A Bit of Kurdish History

Kurdistan is a nation, but not yet an independent state. The territory of Kurdistan is shown on the map to the right. After the end of World War One the Kurds went from being split between the Ottoman Empire and Persia to being split between Turkey, Persia, the French mandate of Syria, and the British mandate of Mesopotamia. Both Syria and Mesopotamia (Iraq) became independent Arab ruled states that eventually came under the control of political parties calling themselves the Arab Socialist Renaissance (Ba'ath) Party. The Kurds became marginalized minorities in these states. The degree of repression experienced by the Kurds in these states has varied. But, none of them treated the Kurds well. The worst repression came at the hands of the Ba'ath Party in Iraq under Saddam Hussein between 1986 and 1989. The Anfal campaign included the use of chemical weapons by the Iraqi military against Kurdish civilians and killed nearly 200,000 people. The memory of this genocide has become an important part of Kurdish national identity.

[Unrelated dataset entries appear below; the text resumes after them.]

PR #2490, opened 2018-09-13
Invariant For Applicative Error

ChristopherDavenport:
Baseline is just an implementation of Invariant for ApplicativeErrors error type. Not sure if this is wanted so wanted to open discussion before I built out the full tests.

### DIFF
--- a/core/src/main/scala/cats/Invariant.scala
+++ b/core/src/main/scala/cats/Invariant.scala
@@ -121,4 +121,22 @@ object Invariant {
     }
 
   }
+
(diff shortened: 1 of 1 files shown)


ceedubs:
I can't say that I've encountered a need for this personally, but it looks reasonable to me, and admittedly I don't use many of the MTL classes much (probably to a fault).

This does make me mentally go down a rabbit hole of how much more Cats could be doing with instances based on isomorphisms, but I probably shouldn't open up that can of worms here :)

kailuowang:
@LukaJCB it's not ready for review yet, just would like to hear your opinion on this one.

LukaJCB:
I haven't encountered the need for this yet either personally, but we already have typeclass instances for a bunch of other type classes, so I think this is a good addition :)

larsrh:
Closing this for lack of activity.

After the First Gulf War the Kurds in northern Iraq came under the protection of a US enforced no fly zone. This allowed the KDP (Kurdish Democratic Party) and PUK (Patriotic Union of Kurdistan) that had been fighting against Baghdad to establish control over much of Iraqi Kurdistan. Since then the territory has become an autonomous territory in federation with the Arab part of Iraq as a result of the 2005 constitution. The Kurdistan Regional Government is the ruling political authority of this territory.